TASK OBJECTIVE:
The number of lines holding "amplitudes" is all you should give; count them in the records below.
Start of Block
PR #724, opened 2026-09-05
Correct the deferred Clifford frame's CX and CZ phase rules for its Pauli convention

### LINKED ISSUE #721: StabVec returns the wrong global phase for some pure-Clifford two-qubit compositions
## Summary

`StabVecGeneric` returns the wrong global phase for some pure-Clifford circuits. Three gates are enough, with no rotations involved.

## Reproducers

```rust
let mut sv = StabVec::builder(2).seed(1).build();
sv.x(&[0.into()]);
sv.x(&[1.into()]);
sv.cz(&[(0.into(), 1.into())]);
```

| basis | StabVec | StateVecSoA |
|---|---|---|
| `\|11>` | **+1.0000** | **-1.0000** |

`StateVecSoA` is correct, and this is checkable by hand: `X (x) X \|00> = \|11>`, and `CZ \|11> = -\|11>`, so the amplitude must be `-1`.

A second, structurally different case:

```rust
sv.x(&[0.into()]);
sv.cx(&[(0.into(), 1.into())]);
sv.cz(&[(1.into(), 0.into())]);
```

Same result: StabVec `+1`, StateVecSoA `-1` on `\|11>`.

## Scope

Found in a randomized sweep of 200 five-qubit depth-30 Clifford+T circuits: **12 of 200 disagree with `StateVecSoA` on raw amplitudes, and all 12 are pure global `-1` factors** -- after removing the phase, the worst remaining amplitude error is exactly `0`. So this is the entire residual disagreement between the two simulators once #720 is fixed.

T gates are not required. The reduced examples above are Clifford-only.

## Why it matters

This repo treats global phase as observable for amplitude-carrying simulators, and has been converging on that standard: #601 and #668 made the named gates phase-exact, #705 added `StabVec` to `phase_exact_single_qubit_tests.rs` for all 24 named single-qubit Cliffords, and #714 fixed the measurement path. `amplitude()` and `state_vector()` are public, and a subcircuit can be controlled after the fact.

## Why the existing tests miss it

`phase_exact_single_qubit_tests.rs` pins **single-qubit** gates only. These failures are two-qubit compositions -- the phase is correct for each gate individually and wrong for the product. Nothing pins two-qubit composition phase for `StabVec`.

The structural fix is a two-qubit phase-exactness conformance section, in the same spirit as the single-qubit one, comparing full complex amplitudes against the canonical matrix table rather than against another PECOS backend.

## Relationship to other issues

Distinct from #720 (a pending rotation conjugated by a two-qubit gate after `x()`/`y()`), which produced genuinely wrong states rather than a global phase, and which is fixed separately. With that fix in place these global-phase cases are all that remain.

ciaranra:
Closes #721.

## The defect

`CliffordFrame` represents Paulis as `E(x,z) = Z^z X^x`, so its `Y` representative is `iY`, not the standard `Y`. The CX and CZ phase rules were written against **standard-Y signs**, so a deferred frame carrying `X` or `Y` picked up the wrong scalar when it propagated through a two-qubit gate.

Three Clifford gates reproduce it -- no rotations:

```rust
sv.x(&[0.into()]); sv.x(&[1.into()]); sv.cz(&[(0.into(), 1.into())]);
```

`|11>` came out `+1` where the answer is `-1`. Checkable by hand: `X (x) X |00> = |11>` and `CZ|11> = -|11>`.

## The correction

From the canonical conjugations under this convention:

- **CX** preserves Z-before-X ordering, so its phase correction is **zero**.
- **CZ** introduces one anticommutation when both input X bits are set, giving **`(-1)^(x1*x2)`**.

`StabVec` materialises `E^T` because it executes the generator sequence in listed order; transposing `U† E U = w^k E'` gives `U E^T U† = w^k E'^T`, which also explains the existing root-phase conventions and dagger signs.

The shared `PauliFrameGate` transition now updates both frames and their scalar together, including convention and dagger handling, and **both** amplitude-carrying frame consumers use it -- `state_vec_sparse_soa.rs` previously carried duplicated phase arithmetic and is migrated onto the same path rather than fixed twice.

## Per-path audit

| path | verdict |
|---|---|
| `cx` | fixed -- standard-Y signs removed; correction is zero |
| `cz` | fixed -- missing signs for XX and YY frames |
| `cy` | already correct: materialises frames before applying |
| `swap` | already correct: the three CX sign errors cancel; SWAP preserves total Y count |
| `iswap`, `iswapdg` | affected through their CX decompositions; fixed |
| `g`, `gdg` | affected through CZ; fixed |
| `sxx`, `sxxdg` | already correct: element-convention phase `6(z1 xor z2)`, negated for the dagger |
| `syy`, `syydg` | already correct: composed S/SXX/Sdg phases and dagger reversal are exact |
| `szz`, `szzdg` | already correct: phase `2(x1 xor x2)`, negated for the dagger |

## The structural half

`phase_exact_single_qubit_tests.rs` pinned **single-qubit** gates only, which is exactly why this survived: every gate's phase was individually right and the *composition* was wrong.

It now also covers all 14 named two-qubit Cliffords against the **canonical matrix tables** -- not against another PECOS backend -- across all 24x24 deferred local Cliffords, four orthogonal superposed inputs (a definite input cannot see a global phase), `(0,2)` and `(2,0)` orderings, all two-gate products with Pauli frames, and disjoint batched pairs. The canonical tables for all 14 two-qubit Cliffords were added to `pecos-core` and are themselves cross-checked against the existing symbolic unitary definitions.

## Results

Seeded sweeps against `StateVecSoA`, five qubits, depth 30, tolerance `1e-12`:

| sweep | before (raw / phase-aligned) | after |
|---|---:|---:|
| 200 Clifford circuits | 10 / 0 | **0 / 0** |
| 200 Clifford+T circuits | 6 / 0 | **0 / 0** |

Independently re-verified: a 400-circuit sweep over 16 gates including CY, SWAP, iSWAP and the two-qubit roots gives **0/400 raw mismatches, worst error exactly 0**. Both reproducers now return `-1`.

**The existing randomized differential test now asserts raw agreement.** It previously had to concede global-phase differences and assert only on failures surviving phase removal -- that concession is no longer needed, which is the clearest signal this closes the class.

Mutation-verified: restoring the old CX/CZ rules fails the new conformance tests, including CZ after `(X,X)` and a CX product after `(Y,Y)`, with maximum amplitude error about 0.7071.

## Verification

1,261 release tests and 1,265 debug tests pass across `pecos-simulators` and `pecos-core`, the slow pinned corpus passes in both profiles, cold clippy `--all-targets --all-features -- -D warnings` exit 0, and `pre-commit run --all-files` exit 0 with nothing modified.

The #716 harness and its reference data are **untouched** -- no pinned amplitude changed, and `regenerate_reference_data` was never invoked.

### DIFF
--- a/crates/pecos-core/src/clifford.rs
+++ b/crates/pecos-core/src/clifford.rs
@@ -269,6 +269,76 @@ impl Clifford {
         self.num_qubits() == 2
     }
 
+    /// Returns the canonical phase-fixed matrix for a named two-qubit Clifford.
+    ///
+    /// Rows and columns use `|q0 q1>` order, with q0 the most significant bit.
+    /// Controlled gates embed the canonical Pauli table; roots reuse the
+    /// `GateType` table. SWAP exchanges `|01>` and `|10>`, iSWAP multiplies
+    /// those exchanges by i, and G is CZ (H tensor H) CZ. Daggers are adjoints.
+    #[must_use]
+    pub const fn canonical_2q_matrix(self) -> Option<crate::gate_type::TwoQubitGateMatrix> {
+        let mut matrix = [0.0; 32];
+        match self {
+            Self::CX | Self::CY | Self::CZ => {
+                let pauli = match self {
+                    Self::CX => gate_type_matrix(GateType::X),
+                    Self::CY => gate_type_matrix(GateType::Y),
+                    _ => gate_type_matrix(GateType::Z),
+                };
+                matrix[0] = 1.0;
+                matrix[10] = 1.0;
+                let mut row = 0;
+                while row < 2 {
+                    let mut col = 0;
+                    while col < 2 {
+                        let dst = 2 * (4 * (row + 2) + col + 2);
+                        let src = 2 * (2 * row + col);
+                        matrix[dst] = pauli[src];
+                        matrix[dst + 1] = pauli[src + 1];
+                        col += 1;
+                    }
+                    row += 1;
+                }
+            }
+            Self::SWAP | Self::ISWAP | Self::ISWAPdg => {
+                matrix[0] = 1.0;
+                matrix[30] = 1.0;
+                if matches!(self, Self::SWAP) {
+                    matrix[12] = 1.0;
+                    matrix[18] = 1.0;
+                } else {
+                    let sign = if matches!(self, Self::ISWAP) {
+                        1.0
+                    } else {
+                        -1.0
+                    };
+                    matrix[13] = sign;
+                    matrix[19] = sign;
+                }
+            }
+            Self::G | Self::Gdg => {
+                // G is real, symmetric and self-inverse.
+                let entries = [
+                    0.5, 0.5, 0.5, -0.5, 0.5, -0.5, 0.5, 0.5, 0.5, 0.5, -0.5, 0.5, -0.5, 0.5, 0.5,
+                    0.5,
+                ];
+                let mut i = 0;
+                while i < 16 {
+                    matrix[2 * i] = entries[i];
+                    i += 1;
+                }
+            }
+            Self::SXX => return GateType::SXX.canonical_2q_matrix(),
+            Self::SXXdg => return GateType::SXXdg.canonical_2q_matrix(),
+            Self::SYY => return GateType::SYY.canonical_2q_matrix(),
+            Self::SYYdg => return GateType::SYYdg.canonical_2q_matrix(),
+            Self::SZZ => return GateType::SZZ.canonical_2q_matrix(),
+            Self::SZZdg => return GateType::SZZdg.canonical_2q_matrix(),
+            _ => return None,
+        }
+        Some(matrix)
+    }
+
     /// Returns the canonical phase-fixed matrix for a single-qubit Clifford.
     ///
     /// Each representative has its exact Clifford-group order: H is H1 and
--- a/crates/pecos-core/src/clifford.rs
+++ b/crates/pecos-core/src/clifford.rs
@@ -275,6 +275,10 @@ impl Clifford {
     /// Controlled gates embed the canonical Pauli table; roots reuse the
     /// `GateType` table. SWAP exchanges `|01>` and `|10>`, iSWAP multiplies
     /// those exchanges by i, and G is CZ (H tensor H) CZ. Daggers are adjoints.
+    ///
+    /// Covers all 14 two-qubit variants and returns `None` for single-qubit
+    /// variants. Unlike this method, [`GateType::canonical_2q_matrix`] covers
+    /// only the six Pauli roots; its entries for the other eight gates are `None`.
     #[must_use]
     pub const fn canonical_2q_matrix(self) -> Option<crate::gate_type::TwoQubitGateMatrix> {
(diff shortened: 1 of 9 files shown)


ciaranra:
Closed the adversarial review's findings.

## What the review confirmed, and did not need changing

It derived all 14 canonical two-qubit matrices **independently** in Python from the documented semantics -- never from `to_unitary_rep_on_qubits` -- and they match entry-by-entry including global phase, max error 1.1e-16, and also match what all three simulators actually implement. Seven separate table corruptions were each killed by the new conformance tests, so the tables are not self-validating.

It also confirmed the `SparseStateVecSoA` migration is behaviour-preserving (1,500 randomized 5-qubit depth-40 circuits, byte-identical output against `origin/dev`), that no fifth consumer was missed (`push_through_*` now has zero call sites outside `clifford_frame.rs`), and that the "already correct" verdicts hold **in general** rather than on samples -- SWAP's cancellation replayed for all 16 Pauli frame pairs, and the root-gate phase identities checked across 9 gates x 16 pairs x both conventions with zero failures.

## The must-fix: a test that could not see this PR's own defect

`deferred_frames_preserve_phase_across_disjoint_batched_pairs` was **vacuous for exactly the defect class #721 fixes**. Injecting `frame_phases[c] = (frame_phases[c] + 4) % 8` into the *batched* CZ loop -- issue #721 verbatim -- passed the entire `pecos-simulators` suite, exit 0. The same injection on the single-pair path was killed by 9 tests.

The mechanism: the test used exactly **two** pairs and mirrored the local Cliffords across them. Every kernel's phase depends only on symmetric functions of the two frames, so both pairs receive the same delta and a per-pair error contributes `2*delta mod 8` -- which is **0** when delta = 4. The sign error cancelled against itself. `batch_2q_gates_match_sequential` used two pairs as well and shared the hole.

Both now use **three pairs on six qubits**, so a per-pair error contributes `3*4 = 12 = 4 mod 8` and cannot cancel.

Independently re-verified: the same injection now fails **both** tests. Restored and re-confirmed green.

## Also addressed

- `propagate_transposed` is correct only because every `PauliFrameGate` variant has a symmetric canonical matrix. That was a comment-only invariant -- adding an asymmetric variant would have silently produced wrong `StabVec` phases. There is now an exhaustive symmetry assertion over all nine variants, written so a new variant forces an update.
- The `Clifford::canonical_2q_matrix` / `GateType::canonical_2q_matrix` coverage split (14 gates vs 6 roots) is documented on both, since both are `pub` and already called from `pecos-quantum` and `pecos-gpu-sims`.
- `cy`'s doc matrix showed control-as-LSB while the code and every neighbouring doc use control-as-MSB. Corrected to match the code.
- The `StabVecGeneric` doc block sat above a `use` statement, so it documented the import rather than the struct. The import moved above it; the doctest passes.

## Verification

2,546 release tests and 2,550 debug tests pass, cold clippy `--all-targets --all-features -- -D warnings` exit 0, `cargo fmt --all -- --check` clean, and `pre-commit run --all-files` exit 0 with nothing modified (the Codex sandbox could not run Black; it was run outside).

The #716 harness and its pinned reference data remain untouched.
End of Block
TASK RESULT:
2